PR #281, opened 2026-03-02
Cleanup Validity in Rust

N1ark:
- Rework the way we check for validity; rather than having it a bit scattered around (when reading Rtree_block leaves, when decoding a value, when creating a nondet value), there is one central function called `validity`:
  ```ocaml
  val validity : 
	?check_ref:(full_ptr -> ty -> (unit, 'e, 'f) Result.t) ->
    ty ->
    rust_val ->
    (([> Typed.sbool ] Typed.t * Error.t) list, 'e, 'f) Result.
  ```
  This function returns all the validity constraints on a value; users can then e.g. `assert_or_error` all checks with the associated error, or `assume` all constraints to ensure the value is valid.
- Remove `Value_codec.nondet`, in favour of `Value_coded.nondet_raw` to create a "raw" nondet value (without validity constraints checked) and `nondet_valid` for `nondet_raw |> assume validity`.
- Implement the required SL constructs for `Tree_state` & co: `produce`, `serialize` etc. For now we are extremely minimal and only produce the heap, nothing else. That will come later! This just unblocks some other future work.
- Add support for a hypothetical compositional mode in Soteria Rust

~~**TODO:** I need to re-run the Miri benchmark to check for regressions around validity checks and ensure nothing got lost. I will also take it as an opportunity to run a quick perf check; I think technically what we do now is _slower_, my hopes is just that it's not noticeable.~~ This seems to have <1% impact

### DIFF
--- a/soteria-rust/bin/soteria_rust.ml
+++ b/soteria-rust/bin/soteria_rust.ml
@@ -61,6 +61,4 @@ end
 let cmd =
   Cmd.group (Cmd.info ~exits "soteria-rust") [ Exec.cmd; Build_plugins.cmd ]
 
-let () =
-  Printexc.record_backtrace true;
-  exit @@ Cmd.eval cmd
+let () = exit @@ Cmd.eval cmd


soteria-rust/bin/soteria_rust.ml
```diff
@@ -61,4 +61,6 @@ end
 let cmd =
   Cmd.group (Cmd.info ~exits "soteria-rust") [ Exec.cmd; Build_plugins.cmd ]
 
-let () = exit @@ Cmd.eval cmd
+let () =
+  Printexc.record_backtrace true;
```
giltho: Maybe only activate this in some level of verbose? It makes execution more expensive

PR #299, opened 2026-03-25
Add `[@@deriving sym_state]`

N1ark:
I'd recommend reviewing + merging #309 first, so the diff here is much cleaner

The much requested PPX is here!

```ocaml
type t = { heap : Heap.t option; globs : Globs.t option }
[@@deriving sym_state { symex = Csymex }]
```

that's it :) [tutorial](https://soteria-tools.github.io/soteria/api/pr-299/soteria/sym_state_ppx.html)

generates a state model that satisfies `Sym_states.Base.M (Csymex).S`. This means:
- creating the state monad `SM`
- generating `syn`, the `to_syn` and `ins_outs` functions
- generating `produce` and `consume`
it also defines two utility wrappers for all fields:
```ocaml
val with_heap :
  ('a, 'e, Heap.serialized list) Heap.SM.Result.t ->
  ('a, 'e, serialized list) SM.Result.t

val with_heap_sym : 'a Heap.SM.t -> 'a SM.t

(* and then with_globs, with_globs_sym *)
```

furthermore, it supports:
- **ignored fields**:  fields that don't represent a state model, with `[@sym_states.ignore { empty }]`, where `empty` is the empty value to use.
- **lifting between state monads**: allows tweaking the behaviour of the `with_field` wrapper to lift to a specific state monad. for instance in Soteria Rust, with `DecayMapMonad`, we do:
  ```ocaml
  pointers : DecayMap.t option;
  heap : Heap.t option; [@sym_state.context { field = pointers }]
  ```
- **`syn` equality**: if you need to assert that `syn` is equal to some external type (e.g. in soteria-c we have `type syn = State_intf.syn = ...`, you can do so by annotating the deriving:
  ```ocaml
  type t = { heap : Heap.t option; globs : Globs.t option }
  [@@deriving sym_state { symex = Csymex; syn = State_intf.syn }]
  ```

In a future PR i will try adding sum type support, which would enable us to formulate Freeable as `Freed of Freed_ex.t option | Init of S.t option` !!

the ppx is ~600 lines, that i tried to make as readable as possible after the slopper generated it. you can check out the results in soteria-c and soteria-rust's states : they are a bit simpler ! or rather, they are more complex : the boring boilerplate is gone, so only the stuff that requires work is there :) 

i wouldnt review commit by commit, as they overlap significantly


N1ark:
!build-doc

soteria/tutorial/sym_state_ppx.mld
```diff
@@ -0,0 +1,160 @@
...
+val consume : syn -> t option -> (t option, syn list) My_symex.Consumer.t
+
+val with_heap :
+  ('a, 'e, Heap.syn list) Heap.SM.Result.t ->
+  ('a, 'e, syn list) SM.Result.t
+
+val with_heap_sym : 'a Heap.SM.t -> 'a SM.t
+]}
+
+[with_heap_sym] is a wrapper that calls a symbolic computation of type [Heap.SM.t] with the heap part of the state and updates it with the result. On the other hand, [with_heap] is a more powerful wrapper that also lifts missing outcomes into the right [syn] variant.
```
giltho, line 67: It took me a full minute to understand this sentence.
I'm being annoying but could we instead have `with_heap_res` and `with_heap`? I still find the `_sym` suffix confusing

giltho (approved):
At this point I'm wondering if it's worth adding a `Or_zero ≃ Option` module, and force every field to be `Or_zero.t`.

soteria/tutorial/sym_state_ppx.mld
N1ark: the thing is `with_heap_res` is what people are most likely to use, so it feels "wrong" having it have the longer name. if you think it's ok then i dont mind ill change it

N1ark:
> At this point I'm wondering if it's worth adding a `Or_zero ≃ Option` module, and force every field to be `Or_zero.t`.

please no more modules 😭

giltho:
- please no more modules 😭
- OCaml
Pick 1

soteria/tutorial/sym_state_ppx.mld
giltho: Hmm, unless we can find a better suffix than sym it itches

N1ark: _base ?

giltho: Meh

giltho: Ok let's keep with_heap_sym for now

N1ark:
> * please no more modules 😭
> * OCaml
>   Pick 1

theyre just quite heavyweight and we already have a lot of them (adding your https://github.com/soteria-tools/ppx_mixins would make it easier)

N1ark:
+ having something that basically means `Option` makes learning the library less intuitive imo; we should try using OCaml things when they fit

++++++++++

Instructions to follow.
Give the whole listing again, character for character.

Solution.
PR #281, opened 2026-03-02
Cleanup Validity in Rust

N1ark:
- Rework the way we check for validity; rather than having it a bit scattered around (when reading Rtree_block leaves, when decoding a value, when creating a nondet value), there is one central function called `validity`:
  ```ocaml
  val validity : 
	?check_ref:(full_ptr -> ty -> (unit, 'e, 'f) Result.t) ->
    ty ->
    rust_val ->
    (([> Typed.sbool ] Typed.t * Error.t) list, 'e, 'f) Result.
  ```
  This function returns all the validity constraints on a value; users can then e.g. `assert_or_error` all checks with the associated error, or `assume` all constraints to ensure the value is valid.
- Remove `Value_codec.nondet`, in favour of `Value_coded.nondet_raw` to create a "raw" nondet value (without validity constraints checked) and `nondet_valid` for `nondet_raw |> assume validity`.
- Implement the required SL constructs for `Tree_state` & co: `produce`, `serialize` etc. For now we are extremely minimal and only produce the heap, nothing else. That will come later! This just unblocks some other future work.
- Add support for a hypothetical compositional mode in Soteria Rust

~~**TODO:** I need to re-run the Miri benchmark to check for regressions around validity checks and ensure nothing got lost. I will also take it as an opportunity to run a quick perf check; I think technically what we do now is _slower_, my hopes is just that it's not noticeable.~~ This seems to have <1% impact

### DIFF
--- a/soteria-rust/bin/soteria_rust.ml
+++ b/soteria-rust/bin/soteria_rust.ml
@@ -61,6 +61,4 @@ end
 let cmd =
   Cmd.group (Cmd.info ~exits "soteria-rust") [ Exec.cmd; Build_plugins.cmd ]
 
-let () =
-  Printexc.record_backtrace true;
-  exit @@ Cmd.eval cmd
+let () = exit @@ Cmd.eval cmd


soteria-rust/bin/soteria_rust.ml
```diff
@@ -61,4 +61,6 @@ end
 let cmd =
   Cmd.group (Cmd.info ~exits "soteria-rust") [ Exec.cmd; Build_plugins.cmd ]
 
-let () = exit @@ Cmd.eval cmd
+let () =
+  Printexc.record_backtrace true;
```
giltho: Maybe only activate this in some level of verbose? It makes execution more expensive

PR #299, opened 2026-03-25
Add `[@@deriving sym_state]`

N1ark:
I'd recommend reviewing + merging #309 first, so the diff here is much cleaner

The much requested PPX is here!

```ocaml
type t = { heap : Heap.t option; globs : Globs.t option }
[@@deriving sym_state { symex = Csymex }]
```

that's it :) [tutorial](https://soteria-tools.github.io/soteria/api/pr-299/soteria/sym_state_ppx.html)

generates a state model that satisfies `Sym_states.Base.M (Csymex).S`. This means:
- creating the state monad `SM`
- generating `syn`, the `to_syn` and `ins_outs` functions
- generating `produce` and `consume`
it also defines two utility wrappers for all fields:
```ocaml
val with_heap :
  ('a, 'e, Heap.serialized list) Heap.SM.Result.t ->
  ('a, 'e, serialized list) SM.Result.t

val with_heap_sym : 'a Heap.SM.t -> 'a SM.t

(* and then with_globs, with_globs_sym *)
```

furthermore, it supports:
- **ignored fields**:  fields that don't represent a state model, with `[@sym_states.ignore { empty }]`, where `empty` is the empty value to use.
- **lifting between state monads**: allows tweaking the behaviour of the `with_field` wrapper to lift to a specific state monad. for instance in Soteria Rust, with `DecayMapMonad`, we do:
  ```ocaml
  pointers : DecayMap.t option;
  heap : Heap.t option; [@sym_state.context { field = pointers }]
  ```
- **`syn` equality**: if you need to assert that `syn` is equal to some external type (e.g. in soteria-c we have `type syn = State_intf.syn = ...`, you can do so by annotating the deriving:
  ```ocaml
  type t = { heap : Heap.t option; globs : Globs.t option }
  [@@deriving sym_state { symex = Csymex; syn = State_intf.syn }]
  ```

In a future PR i will try adding sum type support, which would enable us to formulate Freeable as `Freed of Freed_ex.t option | Init of S.t option` !!

the ppx is ~600 lines, that i tried to make as readable as possible after the slopper generated it. you can check out the results in soteria-c and soteria-rust's states : they are a bit simpler ! or rather, they are more complex : the boring boilerplate is gone, so only the stuff that requires work is there :) 

i wouldnt review commit by commit, as they overlap significantly


N1ark:
!build-doc

soteria/tutorial/sym_state_ppx.mld
```diff
@@ -0,0 +1,160 @@
...
+val consume : syn -> t option -> (t option, syn list) My_symex.Consumer.t
+
+val with_heap :
+  ('a, 'e, Heap.syn list) Heap.SM.Result.t ->
+  ('a, 'e, syn list) SM.Result.t
+
+val with_heap_sym : 'a Heap.SM.t -> 'a SM.t
+]}
+
+[with_heap_sym] is a wrapper that calls a symbolic computation of type [Heap.SM.t] with the heap part of the state and updates it with the result. On the other hand, [with_heap] is a more powerful wrapper that also lifts missing outcomes into the right [syn] variant.
```
giltho, line 67: It took me a full minute to understand this sentence.
I'm being annoying but could we instead have `with_heap_res` and `with_heap`? I still find the `_sym` suffix confusing

giltho (approved):
At this point I'm wondering if it's worth adding a `Or_zero ≃ Option` module, and force every field to be `Or_zero.t`.

soteria/tutorial/sym_state_ppx.mld
N1ark: the thing is `with_heap_res` is what people are most likely to use, so it feels "wrong" having it have the longer name. if you think it's ok then i dont mind ill change it

N1ark:
> At this point I'm wondering if it's worth adding a `Or_zero ≃ Option` module, and force every field to be `Or_zero.t`.

please no more modules 😭

giltho:
- please no more modules 😭
- OCaml
Pick 1

soteria/tutorial/sym_state_ppx.mld
giltho: Hmm, unless we can find a better suffix than sym it itches

N1ark: _base ?

giltho: Meh

giltho: Ok let's keep with_heap_sym for now

N1ark:
> * please no more modules 😭
> * OCaml
>   Pick 1

theyre just quite heavyweight and we already have a lot of them (adding your https://github.com/soteria-tools/ppx_mixins would make it easier)

N1ark:
+ having something that basically means `Option` makes learning the library less intuitive imo; we should try using OCaml things when they fit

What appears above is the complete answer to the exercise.